The Susceptible-Exposed-Infected-Recovered (SEIR) epidemiological model is one of the standard models of disease spreading. Here we analyse an extended SEIR model that accounts for asymptomatic carriers, believed to play an important role in COVID-19 transmission. For this model we derive a number of analytic results for important quantities such as the peak number of infections, the time taken to reach the peak and the size of the final affected population. We also propose an accurate way of specifying initial conditions for the numerics (from insufficient data) using the fact that the early time exponential growth is well-described by the dominant eigenvector of the linearized equations. Secondly we explore the effect of different intervention strategies such as social distancing (SD) and testing-quarantining (TQ). The two intervention strategies (SD and TQ) try to reduce the disease reproductive number, $R_0,$ to a target value $R_0^{\text{target}}<1,$ but in distinct ways, which we implement in our model equations. We find that for the same $R_0^{\text{target}}<1,$ TQ is more efficient in controlling the pandemic than SD. However, for TQ to be effective, it has to be based on contact tracing and our study quantifies the required ratio of tests-per-day to the number of new cases-per-day. Our analysis shows that the largest eigenvalue of the linearised dynamics provides a simple understanding of the disease progression, both pre- and post- intervention, and explains observed data for many countries. We apply our results to the COVID data for India to obtain heuristic projections for the course of the pandemic, and note that the predictions strongly depend on the assumed fraction of asymptomatic carriers.

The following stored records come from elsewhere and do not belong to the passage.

PR #956, opened 2024-02-28
Improve Help Logs

tomadamatkinson:
## Description

Displays help menu when running samples without a target app. This should help users new to the project get used to the command line options

image

Fixes #955

## General Checklist:

Please ensure the following points are checked:

- [x] My code follows the [coding style](https://github.com/KhronosGroup/Vulkan-Samples/tree/main/CONTRIBUTING.adoc#Code-Style)
- [x] I have reviewed file [licenses](https://github.com/KhronosGroup/Vulkan-Samples/tree/main/CONTRIBUTING.adoc#Copyright-Notice-and-License-Template)
- [x] I have commented any added functions (in line with Doxygen)
- [x] I have commented any code that could be hard to understand
- [x] My changes do not add any new compiler warnings
- [x] My changes do not add any new validation layer errors or warnings
- [x] I have used existing framework/helper functions where possible
- [x] My changes do not add any regressions
- [x] I have tested every sample to ensure everything runs correctly
- [x] This PR describes the scope and expected impact of the changes I am making

 Note: The Samples CI runs a number of checks including:
 - [ ] I have updated the header Copyright to reflect the current year (CI build will fail if Copyright is out of date)
 - [ ] My changes build on Windows, Linux, macOS and Android. Otherwise I have [documented any exceptions](https://github.com/KhronosGroup/Vulkan-Samples/tree/main/CONTRIBUTING.adoc#General-Requirements)

## Sample Checklist

If your PR contains a new or modified sample, these further checks must be carried out *in addition* to the General Checklist:
- [ ] I have tested the sample on at least one compliant Vulkan implementation
- [ ] If the sample is vendor-specific, I have [tagged it appropriately](https://github.com/KhronosGroup/Vulkan-Samples/tree/main/CONTRIBUTING.adoc#General-Requirements)
- [ ] I have stated on what implementation the sample has been tested so that others can test on different implementations and platforms
- [ ] Any dependent assets have been merged and published in downstream modules
- [ ] For new samples, I have added a paragraph with a summary to the appropriate chapter in the readme of the folder that the sample belongs to [e.g. api samples readme](https://github.com/KhronosGroup/Vulkan-Samples/blob/main/samples/api/README.adoc)
- [ ] For new samples, I have added a tutorial README.md file to guide users through what they need to know to implement code using this feature. For example, see [conditional_rendering](https://github.com/KhronosGroup/Vulkan-Samples/tree/main/samples/extensions/conditional_rendering)
[...]

PR #957, opened 2024-02-28
Don't ask to press return at the end of showing help on non-Windows platforms

gary-sweet:
## Description

Having to press return at the end of listing the samples or showing the help has been pretty annoying.
I suspect it's there for Windows users primarily to prevent to command window closing.
It was already excluded on Android platforms, I've also now excluded it on Linux platforms.

## General Checklist:

### DIFF
--- a/framework/platform/platform.cpp
+++ b/framework/platform/platform.cpp
@@ -248,7 +248,7 @@ void Platform::terminate(ExitCode code)
 	// Halt on all unsuccessful exit codes unless ForceClose is in use
 	if (code != ExitCode::Success && !using_plugin<::plugins::ForceClose>())
 	{
-#if !(defined PLATFORM__ANDROID || defined PLATFORM__LINUX)
+#ifdef PLATFORM__WINDOWS
 		std::cout << "Press return to continue";
 		std::cin.get();
 #endif
--- a/framework/platform/platform.cpp
+++ b/framework/platform/platform.cpp
@@ -248,7 +248,7 @@ void Platform::terminate(ExitCode code)
 	// Halt on all unsuccessful exit codes unless ForceClose is in use
 	if (code != ExitCode::Success && !using_plugin<::plugins::ForceClose>())
 	{
-#ifndef ANDROID
+#if !(defined PLATFORM__ANDROID || defined PLATFORM__LINUX)
 		std::cout << "Press return to continue";
 		std::cin.get();
 #endif
--- a/framework/platform/platform.cpp
+++ b/framework/platform/platform.cpp
@@ -245,14 +245,14 @@ void Platform::terminate(ExitCode code)
 
 	on_platform_close();
 
+#ifdef PLATFORM__WINDOWS
 	// Halt on all unsuccessful exit codes unless ForceClose is in use
 	if (code != ExitCode::Success && !using_plugin<::plugins::ForceClose>())
 	{
-#ifdef PLATFORM__WINDOWS
 		std::cout << "Press return to continue";
 		std::cin.get();
-#endif
 	}
+#endif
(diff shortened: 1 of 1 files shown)


tomadamatkinson (dismissed):
I think your right. This was there for the windows prompt

LGTM

gary-sweet:
> I think your right. This was there for the windows prompt

Should I change it only display on Windows in that case, and not for any other platform?

tomadamatkinson:
Actually yes that would be a better fix @gary-sweet

tomadamatkinson (dismissed):

framework/platform/platform.cpp
```diff
@@ -248,7 +248,7 @@ void Platform::terminate(ExitCode code)
 	// Halt on all unsuccessful exit codes unless ForceClose is in use
 	if (code != ExitCode::Success && !using_plugin<::plugins::ForceClose>())
 	{
-#ifndef ANDROID
+#ifdef PLATFORM__WINDOWS
 		std::cout << "Press return to continue";
 		std::cin.get();
 #endif
```
asuessenbach: Maybe the complete if-clause, not only the body, should be PLATFORM__WINDOWS-specific?

gary-sweet: Done

tomadamatkinson (approved):

asuessenbach (approved):

SaschaWillems:
Can we extend this to "Don't ask to press return at the end of showing help on terminals"? This might be fine if you run the binary from e.g. the explorer, but it's acting very weird if you run it from e.g. Windows terminal. You need to press a key after the help shows up, and the terminal prompt is then continuing in the middle of nowhere:

image

gary-sweet:
> Can we extend this to "Don't ask to press return at the end of showing help on terminals"? This might be fine if you run the binary from e.g. the explorer, but it's acting very weird if you run it from e.g. Windows terminal. You need to press a key after the help shows up, and the terminal prompt is then continuing in the middle of nowhere:

I'm not sure how anything I've changed here can affect this. The same code should be running on Windows platforms as it always was.

SaschaWillems:
Sorry, should've noted that this was caused by the change in #956. I think if we remove the key press requirement on Windows too, the odd behaviour goes away.

asuessenbach:
> Can we extend this to "Don't ask to press return at the end of showing help on terminals"?

To make it a bit more complex, this seems to depend on the terminal! I get different behaviours on different terminals (on Win10):
- with the simple command window, I have to enter return, no matter if std::cin.get() is called or not! But the next prompt is right after the help-output.
- with the PowerShell, I also have to enter return, no matter if std::cin.get() is called. And the next prompt is right after the previous prompt. That is: at the beginning of the help text!
- with a bash terminal, if std::cin.get() is not called, everything is as expected: you don't need to enter any key and the next prompt is right after the help-output.

That is, even though it seems you could reliably determine if the program has been started from any of those terminals, due to their different and partly strange behaviours it doesn't seem to be worth to make it so.

```
HWND consoleWnd = GetConsoleWindow();
DWORD consoleProcessId;
GetWindowThreadProcessId(consoleWnd, &consoleProcessId);
if (GetCurrentProcessId() == consoleProcessId)
```

gary-sweet:
I can't test anything on Windows, so if we believe this needs a different behaviour there I'm afraid someone else will have to implement it.  I don't see any reason that should prevent this PR going ahead though - any further change can be done on top of it.

SaschaWillems:
You're correct. Let's move the Windows related discussion to the PR or a new issue. Sorry for the noise.

SaschaWillems (approved):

易感-暴露-感染-恢复 (SEIR) 流行病学模型是疾病传播的标准模型之一。在这里，我们分析了一个扩展的 SEIR 模型，该模型考虑了无症状携带者，据信这些携带者在 COVID-19 传播中起着重要作用。对于这个模型，我们得出了一些重要数量的分析结果，例如感染的峰值数量、达到峰值所需的时间以及最终受影响的人口规模。我们还提出了一种准确的方法来指定数值的初始条件（来自不足的数据），利用早期指数增长由线性化方程的主要特征向量很好地描述的事实。其次，我们探讨了不同干预策略的效果，例如社交距离 (SD) 和测试隔离 (TQ)。$R_0,$到一个目标值$R_0^{\text{目标}}<\mathrm{1个},$但以不同的方式，我们在我们的模型方程中实现。我们发现对于相同的$R_0^{\text{目标}}<\mathrm{1个},$TQ 在控制大流行方面比 SD 更有效。然而，要使 TQ 有效，它必须基于接触者追踪，并且我们的研究量化了每天测试与每天新病例数所需的比率。我们的分析表明，线性化动力学的最大特征值提供了对干预前和干预后疾病进展的简单理解，并解释了许多国家的观察数据。我们将我们的结果应用于印度的 COVID 数据，以获得对大流行过程的启发式预测，并注意到预测在很大程度上取决于无症状携带者的假定比例。